# Wifi powerbook linux PPC



## meGuy (11 Août 2005)

Bonjour tout le monde,

Je sais que cette question a du etre posee des dizaines de fois mais apres des jours de recherches sur googles & divers forums, je reste sans reponse.
-> Quelle est la meilleure solution pour profiter pleinement du wifi sur un powerbook sous linux (debian)?
Beaucoup de cartes semblent marcher sous linux en bricolant (ndiswrapper et compagnie), mais ceci n'est pas possible sur mac. Est-ce que quelqu'un possede une carte wifi (de preference pcmcia) qu'il utilise pleinement, sur son mac, et de preference sous linux? J'ai entendu dire que les cartes a base de chipset prism etaient les mieux gerees sous linux. Qu'en pensez vous?

Merci d'avance


----------



## sebf_98 (12 Août 2005)

Salut,

je viens d'installer un dual boot Mac OS X 10.4 et DebianLinux Sarge 3.1.
J'ai quelques problemes avec la Debian:
- le touchpad n'est pas supporté (j'utilise une souris USB pour me depanner)
- pas de support de la carte Airport (pas de wifi)
- pas de son

Est-ce que quelq'un a une idée ?
Merci.


----------



## meGuy (16 Août 2005)

Apres essais je confirme que les cartes wifi pcmcia a base de chipset prism (intersil dans mon cas) sont effectivement reconnues et marchent sous linux/PPC(Ubuntu linux pour moi), dans mon cas avec les drivers linux-wlan-ng.
J'ai aussi entendu dire que les cartes Cisco Aironet 35x sont tres bien supportees elles aussi.
En esperant en avoir aide certains..


----------



## daffyb (16 Août 2005)

Merci pour l'info et bienvenu sur MacG


----------



## tatouille (17 Août 2005)

meGuy a dit:
			
		

> Apres essais je confirme que les cartes wifi pcmcia a base de chipset prism (intersil dans mon cas) sont effectivement reconnues et marchent sous linux/PPC(Ubuntu linux pour moi), dans mon cas avec les drivers linux-wlan-ng.
> J'ai aussi entendu dire que les cartes Cisco Aironet 35x sont tres bien supportees elles aussi.
> En esperant en avoir aide certains..



sous birdy et fedora et donc yellowdog


----------



## tatouille (17 Août 2005)

sebf_98 a dit:
			
		

> Salut,
> 
> je viens d'installer un dual boot Mac OS X 10.4 et DebianLinux Sarge 3.1.
> J'ai quelques problemes avec la Debian:
> ...


as tu installé 
linux-wlan-ng
et mis dans dans tes init.d at boot

tu utilises quoi comme desktop ?

alsactl donne quoi ?


----------



## sebf_98 (18 Août 2005)

- Pour la carte airport extreme, apres investigation cela semble un probleme connu:
les chipsets WIFI Broadcom BCM4301 ou BCM4306 ne sont pas encore supportés par Linux (apparemment Broadcom serait peu enclin a filer les docs de leurs chipsets au point qu'il existe meme une petition sur le web pour leur demander de fournir un driver linux, 
http://www.petitiononline.com/BCM4301/petition.html).

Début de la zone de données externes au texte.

PR #319, opened 2026-08-26
imx93-frdm: close the offline U-Boot environment bypass

jetm:
Closes the offline environment bypass on `avocado-imx93-frdm`: with FIT
signature verification on, a saved U-Boot environment could still redirect the
boot, so the signature guarded the payload while the thing choosing the payload
stayed writable by anyone who could reach the card.

## The bypass, and why the obvious fix was not enough

`CONFIG_ENV_WRITEABLE_LIST` plus a permit list is the mechanism. But turning it
on alone would have bricked the board, and that is worth stating because it was
found by reading rather than by flashing.

This machine's entire boot flow reached U-Boot **only** as the saved
environment - `u-boot-env.inc` runs mkenvimage over `env/${MACHINE}.txt` and fwup
writes the result. `CONFIG_ENV_WRITEABLE_LIST` rejects every `H_EXTERNAL`
variable missing from the list (`env/flags.c:561-563`), and the saved copy is
imported `H_EXTERNAL` (`env/mmc.c:547`). All 13 flow variables would have been
dropped while the compiled-in default supplied 2, leaving the board on NXP's
stock `bootcmd`.

So the flow is now compiled in via `CONFIG_ENV_SOURCE_FILE`. Compiled-in
variables arrive `H_DEFAULT`, which `env_flags_validate` returns early for, so
the boot flow is immune **by construction** rather than by being listed - listing
`bootcmd` would have reopened the hole it closes.

`env/${MACHINE}.txt` deliberately keeps its own full copy. `env_load()` seeds the
built-in default before the storage driver only under
`CONFIG_ENV_WRITEABLE_LIST`; with the feature off the table is built from the
saved environment alone, so a reduced `.txt` would leave those builds with no
`bootcmd`. There is a debt marker on the duplication.

## The permit list

```
avocado_boot_slot, avocado_device_id, avocado_device_cert, avocado_device_key,
peridio_vsn_current, a.avocado_platform, a.avocado_architecture,
b.avocado_platform, b.avocado_architecture   (all :sw)
devnum, mmcblk                               (:dw)
```

`devnum` and `mmcblk` are `:dw`, not `:sw`, and that distinction is the security
content. `_env_flags_validate_type`'s string case is a bare `break`, so `:sw`
accepts anything: `mmcblk="1p6 init=/bin/sh x"` flows into `rootdev`, then into
`bootargs`, which the FIT signature does not cover - a root shell on a verified
kernel. `devnum` the same way, into `load` argument injection. Decimal rejects
trailing non-digits and still admits 0 and 1.

## u-boot-imx stays on 2026.04 here

093f504a pinned `PREFERRED_VERSION_u-boot-imx = "2025.04"` in `avocado-imx.inc`
for every i.MX machine, because 2026.04's stock defconfigs enable EFI capsule
authentication and USB DFU and `do_compile` fails on boards carrying neither
fix. Right default; wrong answer for this board, which turns both off at source
already. Overridden back per-machine, after the `require` so it actually wins.

2026.04 is a requirement rather than a preference here:
`CONFIG_ENV_SOURCE_FILE` resolves against `board/$(SYS_VENDOR)/$(SYS_BOARD)` -
`board/nxp/imx93_frdm` on 2026.04, `board/freescale/imx93_frdm` on 2025.04. The
bbappend refuses to build on the older layout rather than emit a bootloader with
no Avocado boot flow in it. The downgrade is independently destructive:
`CONFIG_SYS_BOOTM_LEN` halves from `0x8000000` to `0x4000000`, and one flash
under the old pin produced a board that ran SPL and never reached U-Boot.

## Autoboot is interruptible by any key

The series originally added `CONFIG_AUTOBOOT_KEYED` with a stop string. It is
removed - as an **ergonomics decision, not a defect report**. An earlier
revision of this PR argued the stop string was broken; that was wrong and is
corrected here.

A day went into "the stop string does not work" - sent through a confirmed
2.001-second window at 137 chars/sec and again at 44 chars/sec, plus hand-typed
pastes, all failing. The cause was the sender, not the board. The host script
paced itself on a read timeout, and `tio`'s read returns the instant bytes are
waiting rather than sleeping out its timeout, so during a boot flood it spun and
pushed thousands of bytes per second. That overran the LPUART FIFO, and
`passwd_abort_key()` - which drains one character per `udelay(10000)` - never
saw a clean sequence. Throttled to ~8 chars/sec, an unkeyed keypress broke in on
the first try with nothing about the board or the Kconfig changed.

So the trade is convenience against unattended safety. Convenience wins for now
because every documented recovery for this hardware goes through the U-Boot
prompt (`ums 0 mmc 1` is the flashing path), and reaching it should not depend
on getting a host-side send rate right.

The cost is accepted knowingly and carries a debt marker: unkeyed, this board's
serial line can halt an unattended boot on stray bytes, which is fine for a
bench unit with a human watching and is not fine for a HIL runner. Re-enabling
the keying then needs no new investigation - the string works, and what defeated
it is now understood.

## Verified on hardware

Flashed and booted on FRDM-IMX93. Confirmed on the board:

- Saved `bootcmd` is refused: `env set bootcmd ...` + `saveenv` accepted and
  written, and after reset the compiled-in command still runs.
- Saved `avocado_boot_slot` is still honoured, so A/B switching survives.
- FIT signature enforcement intact: `Verifying Hash Integrity ... sha256,rsa2048:FIT+ OK`.
- `booti` is present but unreachable from the saved environment.
- Autoboot now prints `Hit any key to stop autoboot: 2` and any key reaches the
  prompt.

`do_configure` selects 2026.04 under the layer-wide 2025.04 pin, confirmed by
which work directory it touched.

## A/B upgrade verified

The `-t upgrade` cycle has now been run on hardware, over UMS from the U-Boot
prompt:

- `fwup: Upgrading boot slot B` - correctly selected `upgrade.b` from the
  running slot A.
- Slot stamps landed, read back from **both** halves of the redundant
  environment (`CONFIG_ENV_OFFSET=0x400000`, `CONFIG_ENV_OFFSET_REDUND=0x440000`),
  with the live copy identified by the higher flags byte (primary 15 >
  redundant 14).

| | primary (live) | redundant (stale) |
|---|---|---|
| `avocado_boot_slot` | `b` | `b` |
| `b.avocado_platform` | present | present |
| `b.avocado_architecture` | present | **absent** |

Both `b.` stamps were undefined before the upgrade. The asymmetry is why both
halves have to be read: the stale copy alone reads as a partial write.

- Rebooted into `Booting B`, `Verifying Hash Integrity ... sha256,rsa2048:FIT+ OK`
  three times, and reached userspace - so the slot switch, the signature
  enforcement and the upgraded slot all hold together.

### DIFF
--- a/meta-avocado-nxp/conf/machine/avocado-imx93-frdm.conf
+++ b/meta-avocado-nxp/conf/machine/avocado-imx93-frdm.conf
@@ -13,6 +13,37 @@ require conf/machine/include/avocado-imx-frdm.inc
 require conf/machine/imx93-11x11-lpddr4x-frdm.conf
 require conf/machine/include/fsl-imx-preferred-env.inc
 
+# Override the layer-wide u-boot-imx pin back to 2026.04 for this machine only.
+#
+# avocado-imx.inc:10 sets PREFERRED_VERSION_u-boot-imx = "2025.04" for every
+# i.MX machine, because 2026.04's stock defconfigs enable
+# CONFIG_EFI_CAPSULE_AUTHENTICATE (whose ESL step needs cert-to-efi-sig-list,
+# which no recipe in this layer set provides) and USB DFU, and do_compile fails
+# on boards that carry neither fix. That is the right default for a board nobody
+# has fixed; it is the wrong answer here, where both are already turned off at
+# source by no-efi-capsule-auth.cfg and disable-unused-vendor-features.cfg.
+#
+# This is a REQUIREMENT, not a preference. The compiled-in environment selects
+# its source with CONFIG_ENV_SOURCE_FILE, which resolves against
+# board/$(SYS_VENDOR)/$(SYS_BOARD) - board/nxp/imx93_frdm on 2026.04, but
+# board/freescale/imx93_frdm on 2025.04. u-boot-imx_%.bbappend refuses to build
+# rather than silently produce a bootloader with no Avocado boot flow in it, so
+# on 2025.04 this machine does not build at all.
+#
+# A downgrade is also destructive in its own right: 2025.04 carries
+# CONFIG_SYS_BOOTM_LEN=0x4000000 against 2026.04's 0x8000000, halving the bootm
+# budget for the FIT. One bootloader flash under the old pin produced a board
+# that ran SPL and never reached U-Boot, recoverable only over uuu serial
+# download (2026-08-25).
+#
+# Placed after the requires above on purpose - avocado-imx.inc is pulled in at
+# line 10, so an assignment before it would be overwritten by the layer-wide
+# value rather than overriding it.
+#
+# EFI capsule update is wanted on other hardware later. Re-enabling it is a
+# per-machine decision that needs efitools-native available first
+# (meta-imx/meta-imx-sdk carries it, and is not currently in bblayers).
+PREFERRED_VERSION_u-boot-imx = "2026.04"
 
 # This machine deliberately does NOT override INITRAMFS_IMAGE_BUNDLE, so the
 # distro default in conf/distro/avocado.conf ("0") applies and the initramfs
--- a/meta-avocado-nxp/conf/machine/avocado-imx93-frdm.conf
+++ b/meta-avocado-nxp/conf/machine/avocado-imx93-frdm.conf
@@ -147,10 +147,49 @@ MACHINE_FEATURES:append = " optee"
 # worth catching. Two claims, one fact: ftpm names the implementation, tpm2 the
 # interface it presents, exactly as avocado-qemuarm64.conf explains for itself.
 #
+# verified-boot is unconditional, like encrypted-var, and deliberately NOT
+# derived from DISTRO_FEATURES. The token states what this MACHINE can deliver,
+# not what a given build asked for: the FIT signing wiring lives in this file
+# (UBOOT_SIGN_*, FIT_KERNEL_SIGN_*, FIT_CONF_DEFAULT_DTB) and in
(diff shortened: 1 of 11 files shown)


mobileoverlord:
Stacked this locally with #316 (FIT boot on imx8mp-evk) to test the i.MX branches together; both parse and imx8mp-evk boots the combined tree. One interaction to fix here before merge:

`CONFIG_ENV_WRITEABLE_LIST=y` sits in `fit-verify.cfg`, which every `u-boot-imx` board gets under `verified-boot`, while the permit list (`env-writeable-list.patch` → `imx93_frdm.h`) and the compiled-in boot flow (`env-compiled-in.cfg`) exist for imx93-frdm only. On imx8mp-evk with `verified-boot` the symbol alone rejects every saved variable — `avocado_boot_slot` and the Avocado `bootcmd` included — and the board falls back to the stock `bootcmd`. Your own comment in `fit-verify.cfg` describes exactly this failure for the no-list case.

What I applied locally: move the symbol into `env-writeable-list.cfg` and add it with the patch under the same gate *and* the same machine scope:

```python
        d.appendVar('SRC_URI', ' file://fit-verify.cfg')
        if d.getVar('MACHINE') == 'avocado-imx93-frdm':
            d.appendVar('SRC_URI', ' file://env-writeable-list.cfg file://env-writeable-list.patch')
```

A board then adopts the lockdown together with its compiled-in env and permit list. Also `02bc0310e2` (keep u-boot-imx on 2026.04 against the layer pin) is redundant now that #320 removed the pin.

mobileoverlord:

- Pour le support du touchpad, il existe un driver (http://www.popies.net/atp/) qu'il faut que j'essaie.

- pour le son, cela serait corrigé avec un noyau 2.6.12 (je suis en 2.6.8)


----------



## tatouille (19 Août 2005)

sebf_98 a dit:
			
		

> - Pour la carte airport extreme, apres investigation cela semble un probleme connu:
> les chipsets WIFI Broadcom BCM4301 ou BCM4306 ne sont pas encore supportés par Linux (apparemment Broadcom serait peu enclin a filer les docs de leurs chipsets au point qu'il existe meme une petition sur le web pour leur demander de fournir un driver linux,
> http://www.petitiononline.com/BCM4301/petition.html).
> 
> ...



oui c'est assez vieux

va faire un tour ici

[font=Arial,Helvetica]_http://lwn.net/Articles/35714/_[/font]


----------



## GabLab (16 Septembre 2005)

Pour ce qui est du wifi je te suggère une carte PCMCIA dont le driver (module) fait parti du noyau et dont le code est toujours maintenu et mise à jour. Aussi madwifi est porté sur l'architecture Power ce qui rend possible l'utilisation de cartes à base de chipset Atheros comme ma Netgear 511T, etc.

Sur PPC, pour un desktop, ibook ou powerbook, je me permets de fortement vous suggérer Ubuntu Linux, qui, à mon humble avis, est la distribution Linux la plus facile à installer, car il n'y a souvent aucun problème de détection du matériel, etc. Tout fontionne nickel sur mon Powerbook 17". Et surtout au delà de la facilité d'installation, son envirement gnome est super bien intégré, pour ne pas dire presque parfait pour moi.

Tous les avantages d'une Debian, beaucoup de packages disponibles, synaptic assure, une très bonne communauté, etc. mais sans tous les inconvéniants, cycle de développement trop long, compliqué à configurer, etc. 

Concernant Airport Extreme, il est possible de s'en servir sous linux mais la procédure à appliquer reste un hack peu commode impliquant l'utilisation de Mac On Linux (donc de faire tourner Mac OS X) -> http://forums.gentoo.org/viewtopic-t-365647.html

Personnellement je préfère utiliser ma carte PCMCIA.

A+


----------



## daffyb (8 Décembre 2005)

Une nouvelle de la plus haute importance !
les drivers airport Extrem pour linux :
http://bcm43xx.berlios.de/


----------